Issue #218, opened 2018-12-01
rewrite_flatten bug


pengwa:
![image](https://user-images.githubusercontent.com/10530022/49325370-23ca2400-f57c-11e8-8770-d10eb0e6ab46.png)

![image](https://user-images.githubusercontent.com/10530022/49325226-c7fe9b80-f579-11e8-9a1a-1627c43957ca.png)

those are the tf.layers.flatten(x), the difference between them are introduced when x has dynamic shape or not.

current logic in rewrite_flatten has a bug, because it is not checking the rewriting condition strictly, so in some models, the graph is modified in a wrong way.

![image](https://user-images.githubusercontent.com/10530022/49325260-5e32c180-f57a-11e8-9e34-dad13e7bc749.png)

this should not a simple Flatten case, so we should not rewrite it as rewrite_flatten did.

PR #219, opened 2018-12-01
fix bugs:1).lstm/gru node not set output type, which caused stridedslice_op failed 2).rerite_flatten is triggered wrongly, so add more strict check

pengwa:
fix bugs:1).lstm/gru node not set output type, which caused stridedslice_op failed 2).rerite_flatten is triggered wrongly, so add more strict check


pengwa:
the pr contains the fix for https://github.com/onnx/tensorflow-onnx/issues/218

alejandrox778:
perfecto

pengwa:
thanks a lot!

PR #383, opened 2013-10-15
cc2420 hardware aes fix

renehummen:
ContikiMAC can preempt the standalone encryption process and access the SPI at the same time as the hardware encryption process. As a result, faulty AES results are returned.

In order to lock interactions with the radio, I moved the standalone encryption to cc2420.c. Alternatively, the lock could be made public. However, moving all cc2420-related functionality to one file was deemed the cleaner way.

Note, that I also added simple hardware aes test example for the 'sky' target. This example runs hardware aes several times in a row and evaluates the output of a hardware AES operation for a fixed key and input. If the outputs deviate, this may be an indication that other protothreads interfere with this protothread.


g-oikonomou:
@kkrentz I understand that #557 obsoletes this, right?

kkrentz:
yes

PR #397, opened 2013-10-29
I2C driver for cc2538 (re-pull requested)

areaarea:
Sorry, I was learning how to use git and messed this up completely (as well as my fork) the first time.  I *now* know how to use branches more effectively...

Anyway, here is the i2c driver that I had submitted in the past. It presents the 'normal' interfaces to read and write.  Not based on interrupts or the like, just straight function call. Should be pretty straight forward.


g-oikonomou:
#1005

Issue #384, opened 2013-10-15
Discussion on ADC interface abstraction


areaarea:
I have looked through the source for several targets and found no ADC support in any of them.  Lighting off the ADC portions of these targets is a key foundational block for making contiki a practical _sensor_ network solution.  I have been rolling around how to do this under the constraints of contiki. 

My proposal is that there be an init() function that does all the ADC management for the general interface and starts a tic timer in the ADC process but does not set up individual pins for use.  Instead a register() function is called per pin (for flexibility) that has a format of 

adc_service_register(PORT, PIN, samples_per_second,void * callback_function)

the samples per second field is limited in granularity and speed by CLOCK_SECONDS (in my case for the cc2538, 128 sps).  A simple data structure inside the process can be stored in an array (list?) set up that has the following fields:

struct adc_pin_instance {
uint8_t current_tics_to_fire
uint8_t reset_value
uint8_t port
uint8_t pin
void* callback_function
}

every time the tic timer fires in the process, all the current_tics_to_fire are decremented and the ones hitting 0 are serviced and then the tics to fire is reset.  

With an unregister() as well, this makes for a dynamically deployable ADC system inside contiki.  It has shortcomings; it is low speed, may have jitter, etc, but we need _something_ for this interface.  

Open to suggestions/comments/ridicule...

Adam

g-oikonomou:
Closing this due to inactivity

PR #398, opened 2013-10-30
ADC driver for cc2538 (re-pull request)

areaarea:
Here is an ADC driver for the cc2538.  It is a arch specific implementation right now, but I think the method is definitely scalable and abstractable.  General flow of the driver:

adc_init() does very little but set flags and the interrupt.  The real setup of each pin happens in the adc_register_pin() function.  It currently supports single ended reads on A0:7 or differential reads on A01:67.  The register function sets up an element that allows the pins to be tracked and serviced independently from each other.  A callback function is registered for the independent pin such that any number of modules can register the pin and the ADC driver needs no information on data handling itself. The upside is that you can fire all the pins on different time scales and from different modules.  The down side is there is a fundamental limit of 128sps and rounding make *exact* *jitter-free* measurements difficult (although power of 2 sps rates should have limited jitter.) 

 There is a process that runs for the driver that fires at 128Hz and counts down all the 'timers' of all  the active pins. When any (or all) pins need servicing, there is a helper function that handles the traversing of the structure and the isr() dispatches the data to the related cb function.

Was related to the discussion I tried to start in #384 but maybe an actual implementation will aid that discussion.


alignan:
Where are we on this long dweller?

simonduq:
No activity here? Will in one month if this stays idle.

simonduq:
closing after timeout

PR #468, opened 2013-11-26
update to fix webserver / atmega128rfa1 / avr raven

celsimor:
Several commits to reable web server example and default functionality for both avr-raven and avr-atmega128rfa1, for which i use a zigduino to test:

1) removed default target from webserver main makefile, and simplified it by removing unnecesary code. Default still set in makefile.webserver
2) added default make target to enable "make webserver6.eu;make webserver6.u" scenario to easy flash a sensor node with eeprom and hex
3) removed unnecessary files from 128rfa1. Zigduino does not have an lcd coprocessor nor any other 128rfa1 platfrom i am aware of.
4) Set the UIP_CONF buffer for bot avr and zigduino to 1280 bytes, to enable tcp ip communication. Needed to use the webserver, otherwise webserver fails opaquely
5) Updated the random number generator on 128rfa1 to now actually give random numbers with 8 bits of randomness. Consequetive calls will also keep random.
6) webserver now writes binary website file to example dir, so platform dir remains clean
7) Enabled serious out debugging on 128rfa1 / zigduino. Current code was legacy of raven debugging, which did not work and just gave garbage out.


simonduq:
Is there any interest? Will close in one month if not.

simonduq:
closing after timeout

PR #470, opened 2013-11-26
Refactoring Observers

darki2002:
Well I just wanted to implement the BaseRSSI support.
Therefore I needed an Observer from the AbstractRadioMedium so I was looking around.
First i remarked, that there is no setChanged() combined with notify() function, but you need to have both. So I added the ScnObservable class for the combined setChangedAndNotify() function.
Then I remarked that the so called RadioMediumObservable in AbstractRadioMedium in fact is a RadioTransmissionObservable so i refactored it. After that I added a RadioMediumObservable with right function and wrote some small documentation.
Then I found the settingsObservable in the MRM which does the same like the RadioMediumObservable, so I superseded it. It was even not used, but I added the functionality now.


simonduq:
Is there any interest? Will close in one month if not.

*Goal of the exercise*:
Reproduce the listing in full, exactly, so that no line is missing.

*Answer box*:
Issue #218, opened 2018-12-01
rewrite_flatten bug


pengwa:
![image](https://user-images.githubusercontent.com/10530022/49325370-23ca2400-f57c-11e8-8770-d10eb0e6ab46.png)

![image](https://user-images.githubusercontent.com/10530022/49325226-c7fe9b80-f579-11e8-9a1a-1627c43957ca.png)

those are the tf.layers.flatten(x), the difference between them are introduced when x has dynamic shape or not.

current logic in rewrite_flatten has a bug, because it is not checking the rewriting condition strictly, so in some models, the graph is modified in a wrong way.

![image](https://user-images.githubusercontent.com/10530022/49325260-5e32c180-f57a-11e8-9e34-dad13e7bc749.png)

this should not a simple Flatten case, so we should not rewrite it as rewrite_flatten did.

PR #219, opened 2018-12-01
fix bugs:1).lstm/gru node not set output type, which caused stridedslice_op failed 2).rerite_flatten is triggered wrongly, so add more strict check

pengwa:
fix bugs:1).lstm/gru node not set output type, which caused stridedslice_op failed 2).rerite_flatten is triggered wrongly, so add more strict check


pengwa:
the pr contains the fix for https://github.com/onnx/tensorflow-onnx/issues/218

alejandrox778:
perfecto

pengwa:
thanks a lot!

PR #383, opened 2013-10-15
cc2420 hardware aes fix

renehummen:
ContikiMAC can preempt the standalone encryption process and access the SPI at the same time as the hardware encryption process. As a result, faulty AES results are returned.

In order to lock interactions with the radio, I moved the standalone encryption to cc2420.c. Alternatively, the lock could be made public. However, moving all cc2420-related functionality to one file was deemed the cleaner way.

Note, that I also added simple hardware aes test example for the 'sky' target. This example runs hardware aes several times in a row and evaluates the output of a hardware AES operation for a fixed key and input. If the outputs deviate, this may be an indication that other protothreads interfere with this protothread.


g-oikonomou:
@kkrentz I understand that #557 obsoletes this, right?

kkrentz:
yes

PR #397, opened 2013-10-29
I2C driver for cc2538 (re-pull requested)

areaarea:
Sorry, I was learning how to use git and messed this up completely (as well as my fork) the first time.  I *now* know how to use branches more effectively...

Anyway, here is the i2c driver that I had submitted in the past. It presents the 'normal' interfaces to read and write.  Not based on interrupts or the like, just straight function call. Should be pretty straight forward.


g-oikonomou:
#1005

Issue #384, opened 2013-10-15
Discussion on ADC interface abstraction


areaarea:
I have looked through the source for several targets and found no ADC support in any of them.  Lighting off the ADC portions of these targets is a key foundational block for making contiki a practical _sensor_ network solution.  I have been rolling around how to do this under the constraints of contiki. 

My proposal is that there be an init() function that does all the ADC management for the general interface and starts a tic timer in the ADC process but does not set up individual pins for use.  Instead a register() function is called per pin (for flexibility) that has a format of 

adc_service_register(PORT, PIN, samples_per_second,void * callback_function)

the samples per second field is limited in granularity and speed by CLOCK_SECONDS (in my case for the cc2538, 128 sps).  A simple data structure inside the process can be stored in an array (list?) set up that has the following fields:

struct adc_pin_instance {
uint8_t current_tics_to_fire
uint8_t reset_value
uint8_t port
uint8_t pin
void* callback_function
}

every time the tic timer fires in the process, all the current_tics_to_fire are decremented and the ones hitting 0 are serviced and then the tics to fire is reset.  

With an unregister() as well, this makes for a dynamically deployable ADC system inside contiki.  It has shortcomings; it is low speed, may have jitter, etc, but we need _something_ for this interface.  

Open to suggestions/comments/ridicule...

Adam

g-oikonomou:
Closing this due to inactivity

PR #398, opened 2013-10-30
ADC driver for cc2538 (re-pull request)

areaarea:
Here is an ADC driver for the cc2538.  It is a arch specific implementation right now, but I think the method is definitely scalable and abstractable.  General flow of the driver:

adc_init() does very little but set flags and the interrupt.  The real setup of each pin happens in the adc_register_pin() function.  It currently supports single ended reads on A0:7 or differential reads on A01:67.  The register function sets up an element that allows the pins to be tracked and serviced independently from each other.  A callback function is registered for the independent pin such that any number of modules can register the pin and the ADC driver needs no information on data handling itself. The upside is that you can fire all the pins on different time scales and from different modules.  The down side is there is a fundamental limit of 128sps and rounding make *exact* *jitter-free* measurements difficult (although power of 2 sps rates should have limited jitter.) 

 There is a process that runs for the driver that fires at 128Hz and counts down all the 'timers' of all  the active pins. When any (or all) pins need servicing, there is a helper function that handles the traversing of the structure and the isr() dispatches the data to the related cb function.

Was related to the discussion I tried to start in #384 but maybe an actual implementation will aid that discussion.


alignan:
Where are we on this long dweller?

simonduq:
No activity here? Will in one month if this stays idle.

simonduq:
closing after timeout

PR #468, opened 2013-11-26
update to fix webserver / atmega128rfa1 / avr raven

celsimor:
Several commits to reable web server example and default functionality for both avr-raven and avr-atmega128rfa1, for which i use a zigduino to test:

1) removed default target from webserver main makefile, and simplified it by removing unnecesary code. Default still set in makefile.webserver
2) added default make target to enable "make webserver6.eu;make webserver6.u" scenario to easy flash a sensor node with eeprom and hex
3) removed unnecessary files from 128rfa1. Zigduino does not have an lcd coprocessor nor any other 128rfa1 platfrom i am aware of.
4) Set the UIP_CONF buffer for bot avr and zigduino to 1280 bytes, to enable tcp ip communication. Needed to use the webserver, otherwise webserver fails opaquely
5) Updated the random number generator on 128rfa1 to now actually give random numbers with 8 bits of randomness. Consequetive calls will also keep random.
6) webserver now writes binary website file to example dir, so platform dir remains clean
7) Enabled serious out debugging on 128rfa1 / zigduino. Current code was legacy of raven debugging, which did not work and just gave garbage out.


simonduq:
Is there any interest? Will close in one month if not.

simonduq:
closing after timeout

PR #470, opened 2013-11-26
Refactoring Observers

darki2002:
Well I just wanted to implement the BaseRSSI support.
Therefore I needed an Observer from the AbstractRadioMedium so I was looking around.
First i remarked, that there is no setChanged() combined with notify() function, but you need to have both. So I added the ScnObservable class for the combined setChangedAndNotify() function.
Then I remarked that the so called RadioMediumObservable in AbstractRadioMedium in fact is a RadioTransmissionObservable so i refactored it. After that I added a RadioMediumObservable with right function and wrote some small documentation.
Then I found the settingsObservable in the MRM which does the same like the RadioMediumObservable, so I superseded it. It was even not used, but I added the functionality now.


simonduq:
Is there any interest? Will close in one month if not.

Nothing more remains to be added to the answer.